My AD (Debian) is functioning and I am able to ssh with another Debian domain member but I can’t seem to get the settings right for Fedora. The Fedora server is able to join the domain but it doesn’t allow an AD user to log on or ssh. Here are the settings that work on Debian and are currently on my Fedora domain member.
cat /etc/samba/smb.conf
[global]
workgroup = HOME
security = ADS
realm = HOME.TEST-SERVER.LAN
winbind refresh tickets = Yes
vfs objects = acl_xattr
map acl inherit = Yes
store dos attributes = Yes
dedicated keytab file = /etc/krb5.keytab
kerberos method = secrets and keytab
winbind use default domain = yes
idmap config * : backend = autorid
idmap config * : range = 10000-24999999
template shell = /bin/bash
template homedir = /home/HOME/%U
username map = /etc/samba/user.map
cat /etc/krb5.conf
[libdefaults]
default_realm = HOME.TEST-SERVER.LAN
dns_lookup_realm = false
dns_lookup_kdc = false
renew_lifetime = 7d
[realms]
HOME.TEST-SERVER.LAN = {
auth_to_local = RULE:[1:HOME\$1]
admin_server = DC01.HOME.TEST-SERVER.LAN
kdc = DC01.HOME.TEST-SERVER.LAN
}
[domain_realm]
.home.test-server.lan = HOME.TEST-SERVER.LAN
cat /etc/ssh/sshd_config | egrep -v ‘^#|^$’
Include /etc/ssh/sshd_config.d/*.conf
ChallengeResponseAuthentication no
UsePAM yes
X11Forwarding yes
PrintMotd no
AcceptEnv LANG LC_*
Subsystem sftp /usr/lib/openssh/sftp-server
# It's best to limit this option to only trusted hosts:
# It's best to limit this option to only trusted hosts:
cat /etc/ssh/ssh_config | egrep -v ‘^#|^$’

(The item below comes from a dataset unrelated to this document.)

PR #7607, opened 2023-11-23
docs(pypi-metadata-post): add Fortran pattern and fix regex

cpcloud:
Fixes an issue in the pypi blog post where Fortran was not being processed due to an incorrect RE2 regex (`{0-2}` vs `{0,2}`, the latter is the correct one).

Include /etc/ssh/ssh_config.d/*.conf
Host *
PasswordAuthentication yes
GSSAPIAuthentication yes
GSSAPIKeyExchange yes
GSSAPITrustDNS yes
SendEnv LANG LC_*
HashKnownHosts yes
GSSAPIRenewalForcesRekey yes
GSSAPITrustDns yes
Host *.home.test-server.lan
# It's best to limit this option to only trusted hosts:
GSSAPIDelegateCredentials yes
cat /etc/nsswitch.conf | egrep -v ‘^#|^$’
passwd: sss files winbind systemd
group: sss files winbind systemd
netgroup: sss files
automount: sss files
services: sss files
shadow: files
hosts: files myhostname mdns4_minimal [NOTFOUND=return] resolve [!UNAVAIL=return] dns
aliases: files
ethers: files
gshadow: files
networks: files dns
protocols: files
publickey: files
rpc: files
audit.log from Debian domain member
Oct 30 12:30:01 dm01 CRON[2665]: pam_unix(cron:session): session opened for user root(uid=0) by (uid=0)

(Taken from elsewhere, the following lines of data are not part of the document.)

PR #7610, opened 2023-11-24
fix(decompile): handle isin

AndrewRook:
Hi! 👋

In playing around with `parse_sql` I discovered that it can't handle `IN` clauses yet. I'm working on a fix for that but in doing so I realized that `decompile` _also_ can't seem to handle `isin`, which is a prerequisite for testing `parse_sql` based on how those unit tests are constructed. Without the patch, the unit test I added here errors out with 

```python
E         File "<string>", line 6
E           result = countries.filter(countries.continent.in_values((<ibis.expr.decompile.CallStatement object at 0x139e5db10>, <ibis.expr.decompile.CallStatement object at 0x139e5d330>)))
E                                                                    ^
E       SyntaxError: invalid syntax
```
I  **think** this is the right place to put in the fix. If it's not let me know and I can try again!


AndrewRook:
I'm not sure why the flink tests are failing, it doesn't seem to be related to my change but I can't really tell — running `just ci-check -m flink` locally passes, but judging by the Actions logs the ci is running more tests than I'm doing locally.

cpcloud:
Flink tests are unrelated here, but should be fixed in `master` now!

cpcloud (approved):

cpcloud:
@AndrewRook Many thanks for the PR!

PR #9683, opened 2024-07-24
chore(deps): remove `packaging` package where it is not used

cpcloud:
We aren't using the `packaging` package in the oracle or polars backends anymore, so let's remove it.


ncclementi (approved):
LGTM!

Oct 30 12:30:01 dm01 CRON[2665]: pam_unix(cron:session): session closed for user root
Oct 30 13:09:54 dm01 sshd[2729]: pam_krb5(sshd:auth): (user redhat) krb5_kuserok for user redhat failed
Oct 30 13:09:54 dm01 sshd[2729]: pam_krb5(sshd:auth): failed authorization check; logname=redhat uid=0 euid=0 tty=ssh ruser= rhost=10.0.0.19
Oct 30 13:09:54 dm01 sshd[2729]: pam_unix(sshd:auth): authentication failure; logname= uid=0 euid=0 tty=ssh ruser= rhost=10.0.0.19 user=redhat
Oct 30 13:09:54 dm01 sshd[2729]: pam_winbind(sshd:auth): getting password (0x00000388)
Oct 30 13:09:54 dm01 sshd[2729]: pam_winbind(sshd:auth): pam_get_item returned a password
Oct 30 13:09:59 dm01 sshd[2729]: pam_winbind(sshd:auth): user ‘redhat’ granted access
Oct 30 13:10:02 dm01 sshd[2729]: Accepted password for redhat from 10.0.0.19 port 35748 ssh2
Oct 30 13:10:02 dm01 sshd[2729]: pam_unix(sshd:session): session opened for user redhat(uid=111104) by (uid=0)
Oct 30 13:10:02 dm01 systemd-logind[725]: New session 9 of user redhat.
Oct 30 13:10:02 dm01 systemd: pam_unix(systemd-user:session): session opened for user redhat(uid=111104) by (uid=0)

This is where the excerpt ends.